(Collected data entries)

++++

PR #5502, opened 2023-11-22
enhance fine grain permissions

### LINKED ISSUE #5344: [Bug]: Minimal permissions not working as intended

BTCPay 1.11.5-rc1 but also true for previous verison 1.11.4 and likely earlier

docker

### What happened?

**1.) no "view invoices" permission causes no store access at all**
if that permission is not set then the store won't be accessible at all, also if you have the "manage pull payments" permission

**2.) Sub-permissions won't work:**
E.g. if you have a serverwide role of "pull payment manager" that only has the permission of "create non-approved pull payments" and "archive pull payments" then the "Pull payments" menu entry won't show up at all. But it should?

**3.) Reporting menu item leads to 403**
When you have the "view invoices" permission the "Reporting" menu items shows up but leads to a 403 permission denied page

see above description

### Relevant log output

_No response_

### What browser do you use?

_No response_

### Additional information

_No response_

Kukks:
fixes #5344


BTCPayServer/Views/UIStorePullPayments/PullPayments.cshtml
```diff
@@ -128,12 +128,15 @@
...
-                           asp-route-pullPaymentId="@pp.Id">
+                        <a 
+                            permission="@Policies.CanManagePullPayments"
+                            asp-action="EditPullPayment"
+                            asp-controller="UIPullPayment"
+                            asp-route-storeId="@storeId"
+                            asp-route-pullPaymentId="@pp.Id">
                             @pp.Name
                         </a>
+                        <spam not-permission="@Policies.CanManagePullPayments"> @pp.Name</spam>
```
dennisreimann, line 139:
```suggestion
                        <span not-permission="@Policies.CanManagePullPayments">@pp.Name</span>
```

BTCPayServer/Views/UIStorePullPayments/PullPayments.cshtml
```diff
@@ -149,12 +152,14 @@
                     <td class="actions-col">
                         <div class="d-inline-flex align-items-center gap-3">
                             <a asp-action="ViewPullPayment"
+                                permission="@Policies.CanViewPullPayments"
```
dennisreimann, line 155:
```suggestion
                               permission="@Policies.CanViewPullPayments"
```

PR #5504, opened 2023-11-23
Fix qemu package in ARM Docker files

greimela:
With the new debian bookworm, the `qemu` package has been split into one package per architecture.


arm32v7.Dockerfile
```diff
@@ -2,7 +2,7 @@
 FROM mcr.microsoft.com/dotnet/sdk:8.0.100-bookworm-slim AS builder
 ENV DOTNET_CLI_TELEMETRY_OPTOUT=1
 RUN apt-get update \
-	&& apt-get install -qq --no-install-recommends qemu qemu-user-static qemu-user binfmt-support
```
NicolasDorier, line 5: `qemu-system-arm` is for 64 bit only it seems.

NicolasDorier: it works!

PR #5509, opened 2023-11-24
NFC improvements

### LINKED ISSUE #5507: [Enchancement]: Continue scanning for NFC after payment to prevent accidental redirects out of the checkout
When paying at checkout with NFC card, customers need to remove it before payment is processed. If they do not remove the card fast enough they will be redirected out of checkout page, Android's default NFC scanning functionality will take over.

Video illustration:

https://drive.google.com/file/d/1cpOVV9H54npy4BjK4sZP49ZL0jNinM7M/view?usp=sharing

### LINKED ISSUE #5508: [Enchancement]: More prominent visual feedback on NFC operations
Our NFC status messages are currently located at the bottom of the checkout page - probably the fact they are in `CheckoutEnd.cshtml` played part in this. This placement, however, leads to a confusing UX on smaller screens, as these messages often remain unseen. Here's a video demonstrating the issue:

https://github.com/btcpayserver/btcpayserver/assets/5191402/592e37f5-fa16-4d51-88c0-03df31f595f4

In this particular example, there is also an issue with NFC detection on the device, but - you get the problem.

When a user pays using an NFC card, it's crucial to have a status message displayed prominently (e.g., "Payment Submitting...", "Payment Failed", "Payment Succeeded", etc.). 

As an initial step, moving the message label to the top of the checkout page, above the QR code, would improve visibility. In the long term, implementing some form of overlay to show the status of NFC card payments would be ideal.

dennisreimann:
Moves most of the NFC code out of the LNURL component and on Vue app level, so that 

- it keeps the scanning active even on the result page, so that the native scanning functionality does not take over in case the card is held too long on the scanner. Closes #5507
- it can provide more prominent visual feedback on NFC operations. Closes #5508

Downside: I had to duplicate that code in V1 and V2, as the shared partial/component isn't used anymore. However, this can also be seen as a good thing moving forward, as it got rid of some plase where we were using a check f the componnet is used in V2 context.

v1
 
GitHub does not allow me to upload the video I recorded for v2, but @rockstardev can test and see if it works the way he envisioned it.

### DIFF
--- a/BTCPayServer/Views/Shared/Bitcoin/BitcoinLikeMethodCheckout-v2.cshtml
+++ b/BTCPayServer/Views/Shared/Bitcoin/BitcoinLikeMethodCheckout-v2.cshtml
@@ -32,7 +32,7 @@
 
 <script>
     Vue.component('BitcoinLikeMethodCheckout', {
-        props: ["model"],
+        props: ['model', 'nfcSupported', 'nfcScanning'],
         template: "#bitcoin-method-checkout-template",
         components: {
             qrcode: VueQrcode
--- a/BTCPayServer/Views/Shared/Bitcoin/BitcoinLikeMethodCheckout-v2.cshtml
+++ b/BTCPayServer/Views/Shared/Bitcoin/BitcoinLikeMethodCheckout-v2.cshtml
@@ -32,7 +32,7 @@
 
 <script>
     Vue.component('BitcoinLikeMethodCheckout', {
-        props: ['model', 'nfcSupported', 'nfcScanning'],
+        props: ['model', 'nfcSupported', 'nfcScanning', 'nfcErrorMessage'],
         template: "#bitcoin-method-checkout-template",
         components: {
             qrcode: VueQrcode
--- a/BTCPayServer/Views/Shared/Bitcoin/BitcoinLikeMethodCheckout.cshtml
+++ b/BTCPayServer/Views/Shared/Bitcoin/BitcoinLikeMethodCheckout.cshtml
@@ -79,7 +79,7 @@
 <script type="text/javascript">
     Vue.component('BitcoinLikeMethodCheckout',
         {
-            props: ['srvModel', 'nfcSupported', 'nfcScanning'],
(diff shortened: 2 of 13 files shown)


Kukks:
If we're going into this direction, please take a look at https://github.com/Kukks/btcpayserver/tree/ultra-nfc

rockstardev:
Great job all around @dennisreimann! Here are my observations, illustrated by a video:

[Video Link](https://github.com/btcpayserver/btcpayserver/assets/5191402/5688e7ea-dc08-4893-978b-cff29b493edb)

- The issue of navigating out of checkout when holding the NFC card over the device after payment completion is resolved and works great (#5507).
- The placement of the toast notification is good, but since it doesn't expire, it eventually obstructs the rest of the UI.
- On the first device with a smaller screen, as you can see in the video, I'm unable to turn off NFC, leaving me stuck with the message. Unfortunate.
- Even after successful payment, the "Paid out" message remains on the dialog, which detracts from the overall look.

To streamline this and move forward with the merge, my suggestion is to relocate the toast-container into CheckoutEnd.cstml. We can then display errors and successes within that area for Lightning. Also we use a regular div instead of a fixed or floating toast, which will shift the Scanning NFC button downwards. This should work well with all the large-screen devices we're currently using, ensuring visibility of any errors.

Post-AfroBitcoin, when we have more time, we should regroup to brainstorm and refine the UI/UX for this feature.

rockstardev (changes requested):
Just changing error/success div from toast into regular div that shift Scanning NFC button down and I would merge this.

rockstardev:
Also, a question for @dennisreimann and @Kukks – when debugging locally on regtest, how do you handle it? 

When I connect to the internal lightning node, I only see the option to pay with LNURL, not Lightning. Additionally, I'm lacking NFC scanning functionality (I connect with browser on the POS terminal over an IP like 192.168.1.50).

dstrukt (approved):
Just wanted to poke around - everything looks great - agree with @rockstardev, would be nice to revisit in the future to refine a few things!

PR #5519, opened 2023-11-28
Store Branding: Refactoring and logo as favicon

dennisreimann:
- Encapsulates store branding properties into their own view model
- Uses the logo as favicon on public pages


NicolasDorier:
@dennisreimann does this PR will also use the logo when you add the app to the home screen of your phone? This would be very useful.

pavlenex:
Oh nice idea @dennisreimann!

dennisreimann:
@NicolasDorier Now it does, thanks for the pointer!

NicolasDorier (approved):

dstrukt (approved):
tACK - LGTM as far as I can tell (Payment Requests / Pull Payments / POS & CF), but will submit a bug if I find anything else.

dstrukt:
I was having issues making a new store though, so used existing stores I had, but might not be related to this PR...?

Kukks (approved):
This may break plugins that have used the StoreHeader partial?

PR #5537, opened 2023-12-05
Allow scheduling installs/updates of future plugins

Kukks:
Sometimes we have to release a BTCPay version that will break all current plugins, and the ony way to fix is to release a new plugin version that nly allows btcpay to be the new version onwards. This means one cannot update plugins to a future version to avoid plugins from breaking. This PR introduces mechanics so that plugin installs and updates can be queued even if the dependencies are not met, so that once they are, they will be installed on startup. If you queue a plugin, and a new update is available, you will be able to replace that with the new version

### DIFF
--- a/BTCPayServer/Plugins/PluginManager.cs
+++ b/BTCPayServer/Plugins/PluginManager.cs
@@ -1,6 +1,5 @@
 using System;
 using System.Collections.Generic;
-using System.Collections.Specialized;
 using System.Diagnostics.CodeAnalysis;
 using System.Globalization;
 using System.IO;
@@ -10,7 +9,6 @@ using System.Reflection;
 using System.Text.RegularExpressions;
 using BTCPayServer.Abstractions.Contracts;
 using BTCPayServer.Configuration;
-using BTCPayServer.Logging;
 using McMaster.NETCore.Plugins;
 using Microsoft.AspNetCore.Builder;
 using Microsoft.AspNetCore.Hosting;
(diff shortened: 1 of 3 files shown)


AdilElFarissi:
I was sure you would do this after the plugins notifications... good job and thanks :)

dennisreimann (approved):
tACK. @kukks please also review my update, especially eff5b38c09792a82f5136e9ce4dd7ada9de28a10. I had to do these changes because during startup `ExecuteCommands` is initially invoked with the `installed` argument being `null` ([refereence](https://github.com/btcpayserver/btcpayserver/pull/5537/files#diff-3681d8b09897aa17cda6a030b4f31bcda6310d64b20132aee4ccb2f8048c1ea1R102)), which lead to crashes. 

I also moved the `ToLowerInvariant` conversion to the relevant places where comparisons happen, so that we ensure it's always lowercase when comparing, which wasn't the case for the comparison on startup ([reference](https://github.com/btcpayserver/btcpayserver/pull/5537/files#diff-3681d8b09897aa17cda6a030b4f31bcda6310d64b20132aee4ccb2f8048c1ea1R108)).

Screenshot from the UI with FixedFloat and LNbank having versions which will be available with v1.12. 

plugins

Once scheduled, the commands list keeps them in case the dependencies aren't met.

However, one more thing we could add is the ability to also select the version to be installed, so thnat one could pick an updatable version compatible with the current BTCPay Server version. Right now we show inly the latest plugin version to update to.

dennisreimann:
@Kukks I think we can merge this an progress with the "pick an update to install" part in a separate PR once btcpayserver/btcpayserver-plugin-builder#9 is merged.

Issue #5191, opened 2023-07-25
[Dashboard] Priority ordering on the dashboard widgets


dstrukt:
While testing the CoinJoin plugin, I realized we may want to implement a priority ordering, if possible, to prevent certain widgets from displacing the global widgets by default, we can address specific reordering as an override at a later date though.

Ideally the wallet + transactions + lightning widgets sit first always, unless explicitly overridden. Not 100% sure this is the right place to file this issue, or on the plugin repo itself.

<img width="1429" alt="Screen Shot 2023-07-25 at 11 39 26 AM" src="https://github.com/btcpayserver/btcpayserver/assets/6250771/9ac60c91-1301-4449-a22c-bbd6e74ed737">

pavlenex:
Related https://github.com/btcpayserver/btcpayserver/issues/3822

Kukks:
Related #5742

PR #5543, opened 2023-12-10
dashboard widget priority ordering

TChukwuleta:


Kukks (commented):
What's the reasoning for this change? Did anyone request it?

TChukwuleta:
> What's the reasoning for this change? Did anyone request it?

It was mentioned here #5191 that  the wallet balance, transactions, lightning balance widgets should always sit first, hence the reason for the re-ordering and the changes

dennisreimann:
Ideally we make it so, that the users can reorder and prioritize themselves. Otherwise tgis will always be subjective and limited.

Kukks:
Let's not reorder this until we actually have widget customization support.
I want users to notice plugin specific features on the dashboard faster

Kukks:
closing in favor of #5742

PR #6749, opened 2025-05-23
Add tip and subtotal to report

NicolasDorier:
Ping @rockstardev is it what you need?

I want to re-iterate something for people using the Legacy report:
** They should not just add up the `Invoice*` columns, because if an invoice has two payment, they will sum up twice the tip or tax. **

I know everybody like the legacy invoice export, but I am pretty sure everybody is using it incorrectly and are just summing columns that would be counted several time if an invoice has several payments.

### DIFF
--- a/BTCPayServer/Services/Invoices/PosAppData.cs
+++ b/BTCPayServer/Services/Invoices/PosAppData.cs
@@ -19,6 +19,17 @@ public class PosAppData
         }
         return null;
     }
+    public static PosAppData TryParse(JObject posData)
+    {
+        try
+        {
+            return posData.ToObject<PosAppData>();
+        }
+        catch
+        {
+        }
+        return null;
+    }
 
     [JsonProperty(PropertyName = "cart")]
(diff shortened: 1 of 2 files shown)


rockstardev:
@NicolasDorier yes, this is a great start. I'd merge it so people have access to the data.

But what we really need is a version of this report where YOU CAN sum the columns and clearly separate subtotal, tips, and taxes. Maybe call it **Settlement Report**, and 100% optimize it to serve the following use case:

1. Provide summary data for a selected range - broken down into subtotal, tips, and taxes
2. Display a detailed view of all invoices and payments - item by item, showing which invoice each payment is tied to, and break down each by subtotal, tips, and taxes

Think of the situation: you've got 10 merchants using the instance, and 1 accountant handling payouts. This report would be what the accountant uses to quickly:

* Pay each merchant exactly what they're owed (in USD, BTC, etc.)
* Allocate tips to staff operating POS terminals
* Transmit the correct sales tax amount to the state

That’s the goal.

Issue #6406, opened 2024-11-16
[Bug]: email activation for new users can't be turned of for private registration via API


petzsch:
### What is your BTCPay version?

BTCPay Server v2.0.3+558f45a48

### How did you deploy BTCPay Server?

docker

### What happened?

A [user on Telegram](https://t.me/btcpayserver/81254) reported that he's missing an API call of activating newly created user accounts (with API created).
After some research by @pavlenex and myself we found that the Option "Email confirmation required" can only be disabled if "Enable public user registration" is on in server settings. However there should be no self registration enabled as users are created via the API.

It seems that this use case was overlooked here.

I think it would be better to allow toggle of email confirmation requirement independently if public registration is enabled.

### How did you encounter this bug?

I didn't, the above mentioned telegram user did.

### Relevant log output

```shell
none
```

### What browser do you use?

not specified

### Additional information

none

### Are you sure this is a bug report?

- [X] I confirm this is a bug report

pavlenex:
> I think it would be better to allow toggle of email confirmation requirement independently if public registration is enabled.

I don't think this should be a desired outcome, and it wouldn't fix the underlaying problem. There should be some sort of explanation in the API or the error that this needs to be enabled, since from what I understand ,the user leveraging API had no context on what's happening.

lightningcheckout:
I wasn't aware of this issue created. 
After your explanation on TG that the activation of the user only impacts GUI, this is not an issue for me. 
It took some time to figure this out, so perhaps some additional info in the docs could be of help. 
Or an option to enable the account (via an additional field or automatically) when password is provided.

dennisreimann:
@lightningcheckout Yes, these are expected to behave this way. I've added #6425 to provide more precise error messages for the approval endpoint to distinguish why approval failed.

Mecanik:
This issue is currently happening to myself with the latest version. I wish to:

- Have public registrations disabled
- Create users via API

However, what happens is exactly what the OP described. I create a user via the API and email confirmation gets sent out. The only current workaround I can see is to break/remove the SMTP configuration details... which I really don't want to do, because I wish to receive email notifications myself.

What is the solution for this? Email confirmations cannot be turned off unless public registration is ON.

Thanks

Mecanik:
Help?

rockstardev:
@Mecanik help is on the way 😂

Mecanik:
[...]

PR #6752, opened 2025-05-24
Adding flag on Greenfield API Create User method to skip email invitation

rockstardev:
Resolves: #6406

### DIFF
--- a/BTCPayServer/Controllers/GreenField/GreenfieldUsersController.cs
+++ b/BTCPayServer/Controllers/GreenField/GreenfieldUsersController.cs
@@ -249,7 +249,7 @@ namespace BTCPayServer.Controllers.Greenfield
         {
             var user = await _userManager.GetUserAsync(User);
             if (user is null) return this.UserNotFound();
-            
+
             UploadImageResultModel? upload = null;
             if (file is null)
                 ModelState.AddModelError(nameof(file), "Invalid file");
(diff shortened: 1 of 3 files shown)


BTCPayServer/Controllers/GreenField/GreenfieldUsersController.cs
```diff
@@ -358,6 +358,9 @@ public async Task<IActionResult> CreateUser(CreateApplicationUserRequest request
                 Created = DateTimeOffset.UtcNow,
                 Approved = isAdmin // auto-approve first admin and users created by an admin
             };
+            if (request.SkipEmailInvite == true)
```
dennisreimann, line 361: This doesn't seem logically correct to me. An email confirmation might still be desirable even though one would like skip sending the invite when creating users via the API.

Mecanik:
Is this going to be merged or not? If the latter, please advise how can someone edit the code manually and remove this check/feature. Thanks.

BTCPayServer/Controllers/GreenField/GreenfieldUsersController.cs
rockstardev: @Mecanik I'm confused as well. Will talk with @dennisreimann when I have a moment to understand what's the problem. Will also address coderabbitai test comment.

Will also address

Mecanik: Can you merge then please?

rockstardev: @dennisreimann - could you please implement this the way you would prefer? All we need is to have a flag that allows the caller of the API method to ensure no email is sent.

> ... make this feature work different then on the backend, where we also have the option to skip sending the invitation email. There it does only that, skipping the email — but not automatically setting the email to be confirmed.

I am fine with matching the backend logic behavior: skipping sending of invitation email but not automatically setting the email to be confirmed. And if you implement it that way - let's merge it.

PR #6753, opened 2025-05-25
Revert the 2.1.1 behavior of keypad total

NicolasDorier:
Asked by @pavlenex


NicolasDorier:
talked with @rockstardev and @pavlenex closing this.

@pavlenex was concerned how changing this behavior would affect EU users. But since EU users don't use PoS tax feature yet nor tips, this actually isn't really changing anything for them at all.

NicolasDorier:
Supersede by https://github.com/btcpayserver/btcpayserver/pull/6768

++++

» **THE TASK**:
Once you find the line with "However, what happens" in the entries above, output it and each line after it up to and including the line with "Mecanik: Can you merge then please?", and nothing else.

» **ANSWER SECTION**:
However, what happens is exactly what the OP described. I create a user via the API and email confirmation gets sent out. The only current workaround I can see is to break/remove the SMTP configuration details... which I really don't want to do, because I wish to receive email notifications myself.

What is the solution for this? Email confirmations cannot be turned off unless public registration is ON.

Thanks

Mecanik:
Help?

rockstardev:
@Mecanik help is on the way 😂

Mecanik:
[...]

PR #6752, opened 2025-05-24
Adding flag on Greenfield API Create User method to skip email invitation

rockstardev:
Resolves: #6406

### DIFF
--- a/BTCPayServer/Controllers/GreenField/GreenfieldUsersController.cs
+++ b/BTCPayServer/Controllers/GreenField/GreenfieldUsersController.cs
@@ -249,7 +249,7 @@ namespace BTCPayServer.Controllers.Greenfield
         {
             var user = await _userManager.GetUserAsync(User);
             if (user is null) return this.UserNotFound();
-            
+
             UploadImageResultModel? upload = null;
             if (file is null)
                 ModelState.AddModelError(nameof(file), "Invalid file");
(diff shortened: 1 of 3 files shown)


BTCPayServer/Controllers/GreenField/GreenfieldUsersController.cs
```diff
@@ -358,6 +358,9 @@ public async Task<IActionResult> CreateUser(CreateApplicationUserRequest request
                 Created = DateTimeOffset.UtcNow,
                 Approved = isAdmin // auto-approve first admin and users created by an admin
             };
+            if (request.SkipEmailInvite == true)
```
dennisreimann, line 361: This doesn't seem logically correct to me. An email confirmation might still be desirable even though one would like skip sending the invite when creating users via the API.

Mecanik:
Is this going to be merged or not? If the latter, please advise how can someone edit the code manually and remove this check/feature. Thanks.

BTCPayServer/Controllers/GreenField/GreenfieldUsersController.cs
rockstardev: @Mecanik I'm confused as well. Will talk with @dennisreimann when I have a moment to understand what's the problem. Will also address coderabbitai test comment.

Will also address

Mecanik: Can you merge then please?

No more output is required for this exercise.